According to Luhn’s algorithm, you can determine if a credit card number is (syntactically) valid as follows:

Multiply every other digit by 2, starting with the number’s second-to-last digit, and then add those products' digits together.

Add the sum to the sum of the digits that weren’t multiplied by 2.

If the total’s last digit is 0 (or, put more formally, if the total modulo 10 is congruent to 0), the number is valid!

That’s kind of confusing, so let’s try an example with my AmEx: 378282246310005.

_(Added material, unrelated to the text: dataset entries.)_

PR #2689, opened 2020-05-10
🔧🚗 Migrate setting value of codeFormatting.whitespaceAroundPipe (if present) to new setting codeFormatting.addWhitespaceAroundPipe automatically.

bergmeister:
## PR Summary

This for the time of the preview with PSSA 1.19.0 to help migrate the setting automatically.
Because of settings sync, I do not want to remove the old setting yet, we should add removal of the old setting only for the RTM version of the PowerShell extension (where we will then also be able to give an informational window to the user)

## PR Checklist

- [x] Summarized changes
- [ ] PR has tests

### DIFF
--- a/src/session.ts
+++ b/src/session.ts
@@ -323,7 +323,7 @@ export class SessionManager implements Middleware {
     }
 
     // During preview, populate a new setting value but not remove the old value.
-    // When the PowerShell extension releases the RTM version, then the old value can be safely removed.
+    // TODO: When the next stable extension releases, then the old value can be safely removed. Tracked in this issue: https://github.com/PowerShell/vscode-powershell/issues/2693
     private async migrateWhitespaceAroundPipeSetting() {
         const configuration = vscode.workspace.getConfiguration(utils.PowerShellLanguageId);
         const deprecatedSetting = 'codeFormatting.whitespaceAroundPipe'
--- a/src/session.ts
+++ b/src/session.ts
@@ -126,6 +126,8 @@ export class SessionManager implements Middleware {
 
         this.promptPowerShellExeSettingsCleanup();
 
+        this.migrateWhitespaceAroundPipeSetting();
+
         try {
             let powerShellExeDetails;
             if (this.sessionSettings.powerShellDefaultVersion) {
@@ -318,6 +320,18 @@ export class SessionManager implements Middleware {
             }
 
             return resolvedCodeLens;
+    }
+
+    // During preview, populate a new setting value but not remove the old value.
+    // When the PowerShell extension releases the RTM version, then the old value can be safely removed.
+    private async migrateWhitespaceAroundPipeSetting() {
+        const configuration = vscode.workspace.getConfiguration(utils.PowerShellLanguageId);
+        const deprecatedSetting = 'codeFormatting.whitespaceAroundPipe'
+        if (configuration.has(deprecatedSetting) && !configuration.has('codeFormatting.addWhitespaceAroundPipe')) {
+            const configurationTarget = await Settings.getConfigurationTarget(deprecatedSetting);
+            const value = configuration.get(deprecatedSetting, configurationTarget)
+            await Settings.change('codeFormatting.addWhitespaceAroundPipe', value, configurationTarget);
+        }
     }
 
     private async promptPowerShellExeSettingsCleanup() {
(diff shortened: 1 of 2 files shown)


src/settings.ts
```diff
@@ -245,12 +245,30 @@ export function load(): ISettings {
...
+    else if (detail.workspaceValue !== undefined) {
+        configurationTarget = vscode.ConfigurationTarget.Workspace
+    }
+    else if (detail.globalValue !== undefined) {
+        configurationTarget = vscode.ConfigurationTarget.Global
+    }
+    return configurationTarget;
+}
+
+export async function change(
```
bergmeister, line 265: this function is functionally still the same , only the `configurationTarget` parameter has been optimized to match exactly the called VS-Code API underneath.

src/settings.ts
```diff
@@ -245,12 +245,30 @@ export function load(): ISettings {
     };
 }
 
-export async function change(settingName: string, newValue: any, global: boolean = false): Promise<void> {
-    const configuration: vscode.WorkspaceConfiguration =
-        vscode.workspace.getConfiguration(
-            utils.PowerShellLanguageId);
+export async function getConfigurationTarget(settingName: string): Promise<vscode.ConfigurationTarget> {
```
TylerLeonhardt, line 248: This is to get where the setting is currently set, yes?

A small comment would be appreciated

src/session.ts
```diff
@@ -320,6 +322,18 @@ export class SessionManager implements Middleware {
             return resolvedCodeLens;
     }
 
+    // During preview, populate a new setting value but not remove the old value.
```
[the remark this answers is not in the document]
bergmeister: Yes, that's exactly what I try to say: add new setting during preview but leave old setting still there (people who switch between preview/stable or use settings synchronization). Just before the next stable or in the last preview, I'd modify to to additionally remove the old setting.

src/settings.ts
bergmeister: Yes, it gets the scope (they call it `ConfigurationTarget`) from where the _effective_ setting is coming from (workspace settings override user settings, hence why the order is important here). If someone defined the old setting on both levels, we only look at the one that determines the _effective_ setting and change that one.

src/session.ts
```diff
@@ -320,6 +322,18 @@ export class SessionManager implements Middleware {
...
+    // When the PowerShell extension releases the RTM version, then the old value can be safely removed.
+    private async migrateWhitespaceAroundPipeSetting() {
```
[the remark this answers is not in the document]
bergmeister: I'd rather defer it to when it is needed as it might be a YAGNI.
Or maybe I should create an NPM package for it so that I can break the Internet later one 😂
https://www.zdnet.com/article/another-one-line-npm-package-breaks-the-javascript-ecosystem/

bergmeister:
@TylerLeonhardt Any ideas on the `Codacy` warnings? How can I run it locally. I've tried running eslint but it doesn't give me that warning?

src/settings.ts
```diff
@@ -251,21 +251,22 @@ export async function getEffectiveConfigurationTarget(settingName: string): Prom
 
     const detail = configuration.inspect(settingName);
     let configurationTarget = null;
-    if (typeof detail.workspaceFolderValue !== undefined) {
+    if (typeof detail.workspaceFolderValue !== "undefined") {
```
TylerLeonhardt, line 254: should this be this?
```suggestion
    if (detail.workspaceFolderValue !== undefined) {
```

bergmeister: No, `Codacy`/`ESLint` will complain because of not using `typeof` and not using double quotes around `undefined`:
https://eslint.org/docs/rules/no-undefined
Unfortunately, `Codacy` seems to lose its history but those were the complaints that made the build red in my previous commits.

TylerLeonhardt: I read the link. I think that advice is fine.

src/session.ts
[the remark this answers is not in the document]
TylerLeonhardt: Yes I think so. Can you capture this in an issue so we don't forget?

I'd even  suggest adding a TODO with the issue number... That way if we all disappear, someone could pickup where we left off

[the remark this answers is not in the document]
bergmeister: I opened issue #2693 and will add a comment

src/session.ts
```diff
@@ -320,6 +322,18 @@ export class SessionManager implements Middleware {
             return resolvedCodeLens;
     }
 
+    // During preview, populate a new setting value but not remove the old value.
+    // When the PowerShell extension releases the RTM version, then the old value can be safely removed.
```
bergmeister, line 326:
```suggestion
    // TODO: When the next stable extension releases, then the old value can be safely removed. Tracked in this issue: https://github.com/PowerShell/vscode-powershell/issues/2693
```

PR #2704, opened 2020-05-14
Add buttons for moving the terminal around.

MartinGC94:
## PR Summary

This adds 3 new buttons to the titlebar for moving the terminal around, like the ISE had.

## PR Checklist

- [X] Summarized changes
- [NA] PR has tests

### DIFF
--- a/package.json
+++ b/package.json
@@ -265,6 +265,33 @@
         "command": "PowerShell.InvokeRegisteredEditorCommand",
         "title": "Invoke Registered Editor Command",
         "category": "PowerShell"
+      },
+      {
+        "command": "workbench.action.closePanel",
+        "title": "Close panel",
+        "category": "PowerShell",
+        "icon": {
+          "light": "resources/light/ClosePanel.svg",
+          "dark": "resources/dark/ClosePanel.svg"
+        }
+      },
+      {
+        "command": "workbench.action.positionPanelLeft",
+        "title": "Move panel left",
+        "category": "PowerShell",
+        "icon": {
+          "light": "resources/light/MovePanelLeft.svg",
+          "dark": "resources/dark/MovePanelLeft.svg"
+        }
+      },
+      {
+        "command": "workbench.action.positionPanelBottom",
+        "title": "Move panel to bottom",
+        "category": "PowerShell",
+        "icon": {
+          "light": "resources/light/MovePanelBottom.svg",
+          "dark": "resources/dark/MovePanelBottom.svg"
+        }
       }
     ],
     "menus": {
@@ -305,6 +332,21 @@
         }
       ],
       "editor/title": [
+        {
+          "when": "editorLangId == powershell",
+          "command": "workbench.action.positionPanelBottom",
+          "group": "navigation@97"
+        },
+        {
+          "when": "editorLangId == powershell",
+          "command": "workbench.action.positionPanelLeft",
+          "group": "navigation@98"
+        },
+        {
+          "when": "editorLangId == powershell",
+          "command": "workbench.action.closePanel",
+          "group": "navigation@99"
+        },
         {
           "when": "editorLangId == powershell",
           "command": "workbench.action.debug.start",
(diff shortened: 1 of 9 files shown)


rjmholt:
These should probably only be enabled in ISE mode to prevent complicating the current layout for users using the default, non-ISE-like functionality

TylerLeonhardt:
Can you add a screenshot for what this looks like?

MartinGC94:
Dark:
Dark
Light:
Light

Personally I don't think the Powershell extension has so many buttons that it feels too complicated/bloated but I do like the idea of giving users the option for hiding these buttons as well as the run buttons previously added.

rkeithhill:
That looks very nice!  But I agree with @rjmholt, I wouldn't add these except when in `ISE mode`.  And/or create a setting to control the visibility of these buttons. These three buttons aren't a lot but the problem is that other extensions also add buttons. My current button set up looks like this:

image

Having more buttons would cut further into space I have for editor tabs.

MartinGC94:
Good point about other extensions also being able to add their own buttons. I've added options for hiding all of the buttons and made the new buttons hidden by default.

rjmholt:
@MartinGC94 one last thing you might like to add is logic to activate all the buttons when ISE mode is set. That happens here:

https://github.com/PowerShell/vscode-powershell/blob/939379d13c1fbc1e1ce87cbc46606ba02e2b314d/src/features/ISECompatibility.ts#L20-L27

MartinGC94:
@rjmholt I did that for the new buttons I just forgot to mention it:
https://github.com/MartinGC94/vscode-powershell/blob/346f1b3a7770ff6e85d56ad4277fde4f6f8ac518/src/features/ISECompatibility.ts#L27-L29

Should I add the old buttons as well? I thought about doing that but didn't see any reason to do so as long as they are enabled by default.

rjmholt:
>  I did that for the new buttons I just forgot to mention it:

Oh! Sorry I didn't see it when I looked at the diff before.

> Should I add the old buttons as well?

No no, all good! Just meant the new buttons 🙂

package.json
```diff
@@ -800,6 +842,31 @@
...
+        },
+        "powershell.buttons.MovePanelLeftButtonVisibility": {
+          "type": "boolean",
+          "default": false,
+          "description": "Show the Move panel left button in the editor titlebar."
+        },
+        "powershell.buttons.MovePanelToBottomButtonVisibility": {
+          "type": "boolean",
+          "default": false,
+          "description": "Show the Move panel to bottom button in the editor titlebar."
```
TylerLeonhardt, line 869: This is really awesome and gives the user a ton of flexibility but I don't think some is going to want just 1 button or just 2 buttons from what appears to be two groups here:

`powershell.buttons.showRunButtons`
`powershell.buttons.showPanelMovementButtons`

Can you change it to these 2 settings and use these everyewhere? I discussed this with @rjmholt and @SydneyhSmith

MartinGC94: Sure, it still fits my needs so I don't mind limiting the options a bit. I'm just curious why limit it if the work has already been done? I can imagine there's people out there that never use the vertical split view or always use the run selection option that might not care for those buttons.

TylerLeonhardt: I'm very wary to add configuration because often times people get lost in it. There have been many instances where folks just don't realize that settings already exist or find themselves digging trying to figure out the right configuration for them.

I do want there to be _some_ way to toggle showing these buttons and that's kinda why we want 2 settings instead of 5.

I know the difference is only 3 but we try to have this mindset with all new settings.

>  I can imagine there's people out there that never use the vertical split view or always use the run selection option that might not care for those buttons.

Maybe. But those same people might be just as happy seeing all the buttons... in the off chance that they use the other.

It's in situations like this where I go "let's expose the least amount of stuff that makes sense (in other words 2 settings) and wait for a user to come around to ask for more."

MartinGC94: I understand and I've fixed it now.

TylerLeonhardt: Thanks @MartinGC94!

For the sake of discussion, let’s first underline every other digit, starting with the number’s second-to-last digit:

378282246310005

Okay, let’s multiply each of the underlined digits by 2:

7•2 + 2•2 + 2•2 + 4•2 + 3•2 + 0•2 + 0•2

That gives us:

14 + 4 + 4 + 8 + 6 + 0 + 0

Now let’s add those products' digits (i.e., not the products themselves) together:

1 + 4 + 4 + 4 + 8 + 6 + 0 + 0 = 27

Now let’s add that sum (27) to the sum of the digits that weren’t multiplied by 2:

27 + 3 + 8 + 8 + 2 + 6 + 1 + 0 + 5 = 60

Yup, the last digit in that sum (60) is a 0, so my card is legit!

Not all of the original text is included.